I'm a PC gamer, and it looks like things are stagnating massively in our space. So many gaming companies are incapable of putting out a successful AAA title because people are either too poor, don't want to play a live service AAA disaster like every single one that has been released lately, Call of Duty, battlefield, anything electronic arts or Ubisoft puts out is almost entirely a failure or undersales. So many gaming studios have been shuttered and are being shuttered, Microsoft is basically one member of an oligopoly with Sony and a couple other companies.

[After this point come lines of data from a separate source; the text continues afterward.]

PR #6314, opened 2023-06-16
CBG-2837 Support async database initialization

adamcfraser:
When a database is started in offline mode, allows all offline REST endpoints to be used while index initialization occurs asynchronously.

When the database is taken online via config when async initialization is in progress, sets db state to 'Starting' and does not block.  When initialization completes, database state is moved to 'Online'.

Changes to the collection set while offline will cancel and restart the async initialization with the updated set.

Initialization creation status is not persisted (as we do with background processes), because we want to re-validate index existence on every database startup.  If async processing completes, any subsequent database start/reload will check for index existence in the usual way (checking system:indexes).

CBG-2837

- [x] `GSI=true,xattrs=true` https://jenkins.sgwdev.com/job/SyncGateway-Integration/1927/

### DIFF
--- a/base/collection.go
+++ b/base/collection.go
@@ -32,8 +32,64 @@ import (
 // GetGoCBv2Bucket opens a connection to the Couchbase cluster and returns a *GocbV2Bucket for the specified BucketSpec.
 func GetGoCBv2Bucket(spec BucketSpec) (*GocbV2Bucket, error) {
 
-	cluster, err := GetGocbCluster(spec)
+	logCtx := context.TODO()
+	connString, err := spec.GetGoCBConnString(nil)
 	if err != nil {
+		WarnfCtx(logCtx, "Unable to parse server value: %s error: %v", SD(spec.Server), err)
+		return nil, err
+	}
+
+	securityConfig, err := GoCBv2SecurityConfig(&spec.TLSSkipVerify, spec.CACertPath)
+	if err != nil {
+		return nil, err
+	}
+
+	authenticator, err := spec.GocbAuthenticator()
+	if err != nil {
+		return nil, err
+	}
+
+	if _, ok := authenticator.(gocb.CertificateAuthenticator); ok {
+		InfofCtx(logCtx, KeyAuth, "Using cert authentication for bucket %s on %s", MD(spec.BucketName), MD(spec.Server))
+	} else {
+		InfofCtx(logCtx, KeyAuth, "Using credential authentication for bucket %s on %s", MD(spec.BucketName), MD(spec.Server))
+	}
+
+	timeoutsConfig := GoCBv2TimeoutsConfig(spec.BucketOpTimeout, StdlibDurationPtr(spec.GetViewQueryTimeout()))
+	InfofCtx(logCtx, KeyAll, "Setting query timeouts for bucket %s to %v", spec.BucketName, timeoutsConfig.QueryTimeout)
+
+	clusterOptions := gocb.ClusterOptions{
+		Authenticator:  authenticator,
+		SecurityConfig: securityConfig,
+		TimeoutsConfig: timeoutsConfig,
+		RetryStrategy:  gocb.NewBestEffortRetryStrategy(nil),
+	}
+
+	if spec.KvPoolSize > 0 {
+		// TODO: Equivalent of kvPoolSize in gocb v2?
+	}
+
+	cluster, err := gocb.Connect(connString, clusterOptions)
+	if err != nil {
+		InfofCtx(logCtx, KeyAuth, "Unable to connect to cluster: %v", err)
+		return nil, err
+	}
+
+	err = cluster.WaitUntilReady(time.Second*5, &gocb.WaitUntilReadyOptions{
+		DesiredState:  gocb.ClusterStateOnline,
+		ServiceTypes:  []gocb.ServiceType{gocb.ServiceTypeManagement},
+		RetryStrategy: &goCBv2FailFastRetryStrategy{},
+	})
+	if err != nil {
+		return nil, err
+	}
+
+	if err != nil {
+		_ = cluster.Close(nil)
+		if errors.Is(err, gocb.ErrAuthenticationFailure) {
+			return nil, ErrAuthError
+		}
+		WarnfCtx(context.TODO(), "Error waiting for cluster to be ready: %v", err)
 		return nil, err
 	}
 
@@ -122,68 +178,6 @@ func GetGocbV2BucketFromCluster(cluster *gocb.Cluster, spec BucketSpec, waitUnti
 	gocbv2Bucket.kvOps = make(chan struct{}, MaxConcurrentSingleOps*nodeCount*numPools)
 
 	return gocbv2Bucket, nil
-}
-
-// GetGocbCluster opens a connection to the Couchbase cluster and returns a *gocb.Cluster for the specified BucketSpec.
-func GetGocbCluster(spec BucketSpec) (*gocb.Cluster, error) {
-
-	logCtx := context.TODO()
-	connString, err := spec.GetGoCBConnString(nil)
-	if err != nil {
-		WarnfCtx(logCtx, "Unable to parse server value: %s error: %v", SD(spec.Server), err)
-		return nil, err
-	}
-
-	securityConfig, err := GoCBv2SecurityConfig(&spec.TLSSkipVerify, spec.CACertPath)
-	if err != nil {
-		return nil, err
-	}
-
-	authenticator, err := spec.GocbAuthenticator()
-	if err != nil {
-		return nil, err
-	}
-
-	if _, ok := authenticator.(gocb.CertificateAuthenticator); ok {
-		InfofCtx(logCtx, KeyAuth, "Using cert authentication for bucket %s on %s", MD(spec.BucketName), MD(spec.Server))
-	} else {
-		InfofCtx(logCtx, KeyAuth, "Using credential authentication for bucket %s on %s", MD(spec.BucketName), MD(spec.Server))
-	}
-
-	timeoutsConfig := GoCBv2TimeoutsConfig(spec.BucketOpTimeout, StdlibDurationPtr(spec.GetViewQueryTimeout()))
-	InfofCtx(logCtx, KeyAll, "Setting query timeouts for bucket %s to %v", spec.BucketName, timeoutsConfig.QueryTimeout)
-
-	clusterOptions := gocb.ClusterOptions{
-		Authenticator:  authenticator,
-		SecurityConfig: securityConfig,
-		TimeoutsConfig: timeoutsConfig,
-		RetryStrategy:  gocb.NewBestEffortRetryStrategy(nil),
-	}
-
-	if spec.KvPoolSize > 0 {
-		// TODO: Equivalent of kvPoolSize in gocb v2?
-	}
-
-	cluster, err := gocb.Connect(connString, clusterOptions)
-	if err != nil {
-		InfofCtx(logCtx, KeyAuth, "Unable to connect to cluster: %v", err)
-		return nil, err
-	}
-
-	err = cluster.WaitUntilReady(time.Second*5, &gocb.WaitUntilReadyOptions{
-		DesiredState:  gocb.ClusterStateOnline,
-		ServiceTypes:  []gocb.ServiceType{gocb.ServiceTypeManagement},
-		RetryStrategy: &goCBv2FailFastRetryStrategy{},
-	})
-	if err != nil {
-		_ = cluster.Close(nil)
-		if errors.Is(err, gocb.ErrAuthenticationFailure) {
-			return nil, ErrAuthError
-		}
-		WarnfCtx(context.TODO(), "Error waiting for cluster to be ready: %v", err)
-		return nil, err
-	}
-	return cluster, nil
 }
 
 type GocbV2Bucket struct {
--- a/base/collection.go
+++ b/base/collection.go
@@ -32,60 +32,8 @@ import (
 // GetGoCBv2Bucket opens a connection to the Couchbase cluster and returns a *GocbV2Bucket for the specified BucketSpec.
 func GetGoCBv2Bucket(spec BucketSpec) (*GocbV2Bucket, error) {
 
-	logCtx := context.TODO()
-	connString, err := spec.GetGoCBConnString(nil)
+	cluster, err := GetGocbCluster(spec)
 	if err != nil {
-		WarnfCtx(logCtx, "Unable to parse server value: %s error: %v", SD(spec.Server), err)
-		return nil, err
-	}
-
-	securityConfig, err := GoCBv2SecurityConfig(&spec.TLSSkipVerify, spec.CACertPath)
-	if err != nil {
-		return nil, err
-	}
-
-	authenticator, err := spec.GocbAuthenticator()
-	if err != nil {
-		return nil, err
-	}
-
-	if _, ok := authenticator.(gocb.CertificateAuthenticator); ok {
-		InfofCtx(logCtx, KeyAuth, "Using cert authentication for bucket %s on %s", MD(spec.BucketName), MD(spec.Server))
-	} else {
-		InfofCtx(logCtx, KeyAuth, "Using credential authentication for bucket %s on %s", MD(spec.BucketName), MD(spec.Server))
-	}
-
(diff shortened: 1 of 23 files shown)


rest/database_init_manager.go
```diff
@@ -0,0 +1,312 @@
...
+	// TODO: CBG-2838 refactor initialize indexes to reduce number of system:indexes calls
+	var indexErr error
+	for scName, indexSet := range w.collections {
+		// Add the index set to the common indexOptions
+		collectionIndexOptions := w.options.indexOptions
+		collectionIndexOptions.MetadataIndexes = indexSet
+
+		// TODO: CBG-2838 Refactor InitializeIndexes API to move scope, collection to parameters on system:indexes calls
+		// Set the scope and collection name on the cluster n1ql store for use by initializeIndexes
+		w.n1qlStore.SetScopeAndCollection(scName)
```
torcolvin, line 235: can you redefine ctx here?

```
ctx := base.KeyspaceLogCtx(ctx, bucket.GetName(), dsName.ScopeName(), dsName.CollectionName())
```

rest/database_init_manager.go
```diff
@@ -0,0 +1,312 @@
...
+	w.watcherLock.Lock()
+	w.lastError = indexErr
+	for _, doneChan := range w.watchers {
+		if indexErr != nil {
+			doneChan <- indexErr
+		}
+		close(doneChan)
+	}
+	w.completed = true
+	w.watcherLock.Unlock()
```
torcolvin: I don't think this will panic but is it worth adding unlock in a defer?

rest/server_context.go
```diff
@@ -518,8 +525,16 @@ func (sc *ServerContext) _getOrAddDatabaseFromConfig(ctx context.Context, config
...
+		scopeAndCollection base.ScopeAndCollectionName
+		indexSet           db.CollectionIndexesType
+		datastore          base.DataStore
+	}
+
+	collectionsRequiringIndexes := make([]indexInitData, 0)
+
 	// initDataStore is a function to initialize Views or GSI indexes for a datastore
-	initDataStore := func(ds base.DataStore, metadataIndexes db.CollectionIndexesType) (err error) {
+	initDataStore := func(ds base.DataStore, metadataIndexes db.CollectionIndexesType, name base.ScopeAndCollectionName) (err error) {
```
torcolvin, line 537: you can derive scope and collection information from a datastore, albeit in an annoying way https://github.com/couchbase/sync_gateway/blob/b20d5152bd4979620ce0098d491c5e6e454af2db/base/bucket.go#L97

rest/server_context.go
```diff
@@ -628,11 +618,60 @@ func (sc *ServerContext) _getOrAddDatabaseFromConfig(ctx context.Context, config
...
 		}
 	}
 
+	startOffline := base.BoolDefault(config.StartOffline, false)
+	var dbInitDoneChan chan error
+	// Initialize any required indexes
+	if len(collectionsRequiringIndexes) > 0 {
+		gsiSupported := bucket.IsSupported(sgbucket.BucketStoreFeatureN1ql)
+		if !gsiSupported {
+			return nil, errors.New("Sync Gateway was unable to connect to a query node on the provided Couchbase Server cluster.  Ensure a query node is accessible, or set 'use_views':true in Sync Gateway's database config.")
```
torcolvin, line 632: is it worth suggesting only a query node here, or checking that there's only a default collection before suggesting views?

I'd love to _not_ suggest views here.

Or should we move this to a db validation, or do we not talk to server then?

rest/server_context.go
```diff
@@ -628,11 +618,60 @@ func (sc *ServerContext) _getOrAddDatabaseFromConfig(ctx context.Context, config
...
+		}
+
+		// If database has been requested to start offline, or there's an active async initialization, use async initialization
+		if sc.DatabaseInitManager != nil && (startOffline || sc.DatabaseInitManager.HasActiveInitialization(dbName)) {
```
torcolvin, line 637: If startOffline is requested, should we bail out if `DatabaseInitManager` is not nil?

torcolvin (commented):
There's some code that is duplicated with code I've put in 3.1 - like dropAllIndexes https://github.com/couchbase/sync_gateway/blob/master/db/indextest/main_test.go#L53

that would be cool to combine but for the most part the only part that seems duplicated is the calls to initializeIndexes synchronous and not (with channel reporting in one case and not in another case).

This was not a complete code review.

base/collection.go
```diff
@@ -32,60 +32,8 @@ import (
...
-		InfofCtx(logCtx, KeyAuth, "Unable to connect to cluster: %v", err)
-		return nil, err
-	}
-
-	err = cluster.WaitUntilReady(time.Second*5, &gocb.WaitUntilReadyOptions{
-		DesiredState:  gocb.ClusterStateOnline,
-		ServiceTypes:  []gocb.ServiceType{gocb.ServiceTypeManagement},
-		RetryStrategy: &goCBv2FailFastRetryStrategy{},
-	})
+	cluster, err := GetGocbCluster(spec)
```
torcolvin: I don't object to this refactor but it is not used.

base/collection.go
```diff
@@ -176,6 +124,68 @@ func GetGocbV2BucketFromCluster(cluster *gocb.Cluster, spec BucketSpec, waitUnti
 	return gocbv2Bucket, nil
 }
 
+// GetGocbCluster opens a connection to the Couchbase cluster and returns a *gocb.Cluster for the specified BucketSpec.
+func GetGocbCluster(spec BucketSpec) (*gocb.Cluster, error) {
```
torcolvin: possible fix: passing a context into this for multiple dbs might be nice for logging

rest/database_init_manager.go
```diff
@@ -0,0 +1,312 @@
...
+	}
+
+	bucketName := dbConfig.Name
+	if dbConfig.Bucket != nil {
+		bucketName = *dbConfig.Bucket
+	}
+
+	// Initialize ClusterN1QLStore for the bucket.  Scope and collection name are set
+	// per-operation
+	n1qlStore, err := couchbaseCluster.GetClusterN1QLStore(bucketName, "", "")
```
torcolvin, line 89: If these are set per operation, does it make sense to not pass scope and collection into the cluster and require it later only?

These are going to get separate agents anyway, it's almost like ClusterN1QLStore might be a misnomer until we can query system:indexes without a Scope based query.

rest/database_init_manager.go
```diff
@@ -0,0 +1,312 @@
...
+	if err != nil {
+		return nil, err
+	}
+
+	indexOptions := m.BuildIndexOptions(startupConfig, dbConfig)
```
torcolvin, line 94: can we use this function in server_context.go for synchronous build also?

rest/database_init_manager.go
```diff
@@ -0,0 +1,312 @@
...
+	worker, ok := m.workers[dbName]
+	if !ok {
+		return
+	}
+	worker.Stop()
+}
+
+// buildCollectionIndexData determines the set of indexes required for each collection in the config, including
+// the metadata collection
+func (m *DatabaseInitManager) buildCollectionIndexData(config *DatabaseConfig) CollectionInitData {
```
torcolvin, line 155: this is again duplicate code from server_context.go - i'm a bit less concerned about this vs index options.

We discussed offline about an enhancement on the main branch to make all the code use async pathway and just block on all workers being done.

rest/database_init_manager.go
```diff
@@ -0,0 +1,312 @@
...
+	w.watcherLock.Lock()
+	defer w.watcherLock.Unlock()
+	if w.completed {
+		// If the worker has completed while we acquired the lock, return any error and close channel
+		doneChan = make(chan error, 1)
+		if w.lastError != nil {
+			doneChan <- w.lastError
+		}
+		close(doneChan)
+		return doneChan, nil
```
torcolvin: Is it correct to return nil in this case, if know it failed?

rest/server_context.go
```diff
@@ -628,11 +618,60 @@ func (sc *ServerContext) _getOrAddDatabaseFromConfig(ctx context.Context, config
...
+	startOffline := base.BoolDefault(config.StartOffline, false)
+	var dbInitDoneChan chan error
+	// Initialize any required indexes
+	if len(collectionsRequiringIndexes) > 0 {
+		gsiSupported := bucket.IsSupported(sgbucket.BucketStoreFeatureN1ql)
+		if !gsiSupported {
+			return nil, errors.New("Sync Gateway was unable to connect to a query node on the provided Couchbase Server cluster.  Ensure a query node is accessible, or set 'use_views':true in Sync Gateway's database config.")
+		}
+
+		// If database has been requested to start offline, or there's an active async initialization, use async initialization
```
torcolvin, line 635: Add something here about the nil case being true when persistent config is not used?

rest/server_context.go
```diff
@@ -839,14 +868,74 @@ func (sc *ServerContext) _getOrAddDatabaseFromConfig(ctx context.Context, config
 		return dbcontext, nil
 	}
 
-	atomic.StoreUint32(&dbcontext.State, db.DBOnline)
-	_ = dbcontext.EventMgr.RaiseDBStateChangeEvent(dbName, "online", stateChangeMsg, &sc.Config.API.AdminInterface)
+	// If asyncOnline wasn't specified, block until db init is completed, then start online processes
+	if !options.asyncOnline {
+		base.DebugfCtx(ctx, base.KeyConfig, "Waiting for database init to complete...")
+		if dbInitDoneChan != nil {
```
torcolvin, line 875: I don't know if you can hit this pathway, but do you need to make sure we aren't using persistent config here?

rest/server_context.go
```diff
@@ -839,14 +868,74 @@ func (sc *ServerContext) _getOrAddDatabaseFromConfig(ctx context.Context, config
...
+// db online (it may have been set to offline=true)
+func (sc *ServerContext) asyncDatabaseOnline(nonCancelCtx base.NonCancellableContext, dbc *db.DatabaseContext, doneChan chan error, version string) {
+
+	ctx := nonCancelCtx.Ctx
+	if doneChan != nil {
+		initError := <-doneChan
+		if initError != nil {
+			base.WarnfCtx(ctx, "Async database init returned error: %v", initError)
+			return
+		}
```
torcolvin, line 911: is there an error state of failed to come online? do we need to do a state transition of db?

rest/server_context.go
```diff
@@ -839,14 +868,74 @@ func (sc *ServerContext) _getOrAddDatabaseFromConfig(ctx context.Context, config
...
+	}
+
+	// Before bringing the database online, ensure that the database hasn't been modified while we waited for initialization to complete
+	currentDbVersion := sc.GetDbVersion(dbc.Name)
+	if currentDbVersion != version {
+		base.InfofCtx(ctx, base.KeyConfig, "Database version changed while waiting for aync init - cancelling obsolete online request. Old version: %s New version: %s", version, currentDbVersion)
```
torcolvin:
```suggestion
		base.InfofCtx(ctx, base.KeyConfig, "Database version changed while waiting for async init - cancelling obsolete online request. Old version: %s New version: %s", version, currentDbVersion)
```

We possibly need to mark a state change on the db here too.

rest/server_context.go
```diff
@@ -839,14 +868,74 @@ func (sc *ServerContext) _getOrAddDatabaseFromConfig(ctx context.Context, config
...
+		return
+	}
+
+	base.DebugfCtx(ctx, base.KeyConfig, "Async database initialization complete, starting online processes...")
+	err := dbc.StartOnlineProcesses(ctx)
+	if err != nil {
+		base.InfofCtx(ctx, base.KeyAll, "Error starting online processes after async initialization: %v", err)
```
torcolvin, line 925: Why don't we return an error here?

torcolvin (commented):
I didn't look at the moving of the installPrincipals code yet..

base/collection.go
adamcfraser: Thanks for catching - I think it makes sense to revert this since it didn't end up being needed.

base/collection.go
adamcfraser: Reverting this, so not going to add this enhancement in this PR.

rest/database_init_manager.go
adamcfraser: I was envisioning a future refactor to remove IndexMetaBucketID()/IndexMetaScopeID()/IndexMetaKeyspaceID() from the N1QLStore API, and replace those with parameters that are passed to IndexMeta operations.  That would avoid this mild hack of having to set scope and collection name on the ClusterN1QLStore per operation.

I agree cluster N1QL store might be a misnomer now because of the need to perform scope-limiting for future compatibility.  When you say 'separate agents anyway', I think that only applies per scope, right?  (gocb is going to cache agents per scope, not per collection?)

rest/database_init_manager.go
adamcfraser: Left this code duplicated for now to reduce amount of change/risk for synchronous handling, but agree this makes sense.  Mentioned this on CBG-3158 for followup.

rest/database_init_manager.go
adamcfraser: Filed CBG-3158 to track this.

rest/database_init_manager.go
adamcfraser: Makes sense.  (had to add a BucketName() method to the N1QLStore API to do this, but I think it's worthwhile)

rest/database_init_manager.go
adamcfraser: That's reasonable - made that change.

rest/database_init_manager.go
adamcfraser: I think returning nil is correct ("addWatcher" was successful, and the worker status is returned on the doneChan as expected).  Looking at the code I think that means that we never return error from this method, and should just remove the error from the function signature.

rest/server_context.go
adamcfraser: This is an existing error message that just got moved around in this PR, so will probably prefer to leave this unchanged for now.

rest/server_context.go
adamcfraser: I think that combination is valid and still works (file-based config, with offline=true in the config)

rest/server_context.go
adamcfraser: Do you mean clarify that we *are* using persistent config?  You might be right that an additional check is needed, just trying to work out which combination you're thinking of.

rest/server_context.go
adamcfraser: Good point, this needs more consideration.

base/collection.go
```diff
@@ -80,6 +80,10 @@ func GetGoCBv2Bucket(spec BucketSpec) (*GocbV2Bucket, error) {
 		ServiceTypes:  []gocb.ServiceType{gocb.ServiceTypeManagement},
 		RetryStrategy: &goCBv2FailFastRetryStrategy{},
 	})
+	if err != nil {
+		return nil, err
+	}
+
 	if err != nil {
```
bbrks: 2nd error handling block never going to be hit - I think this was added accidentally, as it's going to leave the cluster connection around?

bbrks (changes requested):
Nothing other than the inline comment jumped out at me, but I'd like to spend a bit of time using/manually testing it to get a better feel for how it works in practice.

rest/database_init_manager.go
torcolvin: It should be one agent per scope, I agree.

rest/server_context.go
torcolvin: I guess:

persistent config = true , then dbInitDoneChan should be non nil
persistent config = false, then dbInitDoneChan is nil

So maybe this looks okay.

base/collection.go
adamcfraser: Thanks for catching - this shouldn't be here.

rest/server_context.go
adamcfraser: asyncDatabaseOnline doesn't return error since it's getting run in a goroutine that wouldn't have the ability to do anything other than log the error in any case.

rest/server_context.go
adamcfraser: Updated this to take the db back offline if we get an error from index init.

bbrks (approved):
I've spent a fair bit of time playing with the feature locally and am happy with this 👍

torcolvin (approved):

Hardware is stagnating. Nvidia is putting on the brakes for developing their next line of GPUs, we're not going to see huge gains in performance anymore because AMD isn't caught up yet and they have no reason to innovate. So they are just going to sell their next line of cards for $1,500 a pop for the top ones, with 10% increase in performance rather than 50 or 60% like we really need. We still don't have the capability to play games in full native 4K 144 Hertz. That's at least a decade away

Virtual reality is on the verge of collapse because meta is basically the only real player in that space, they have a monopoly with them and valve index, pico from China is on the verge of developing something incredible as well, and Apple just revealed a mixed reality headset but the price is so extraordinary that barely anyone has it so use isn't very widespread. We're again a decade away from seeing anything really substantial in terms of performance

Artificial intelligence is really, really fucking things up in general and the discussions about AI look almost as bad as the news about the latest election in the USA. It's so clowny and ridiculous and over-the-top hearing any news about AI. The latest news is that open AI is going to go from a non-profit to a for-profit company after they promised they were operating for the good of humanity and broke countless laws stealing copyrighted information, supposedly for the public good, but now they're just going to snap their fingers and morph into a for-profit company. So they can just basically steal anything they want that's copyrighted, but claim it's for the public good, and then randomly swap to a for-profit model. Doesn't make any sense and just looks like they're going to be a vessel for widespread economic poverty...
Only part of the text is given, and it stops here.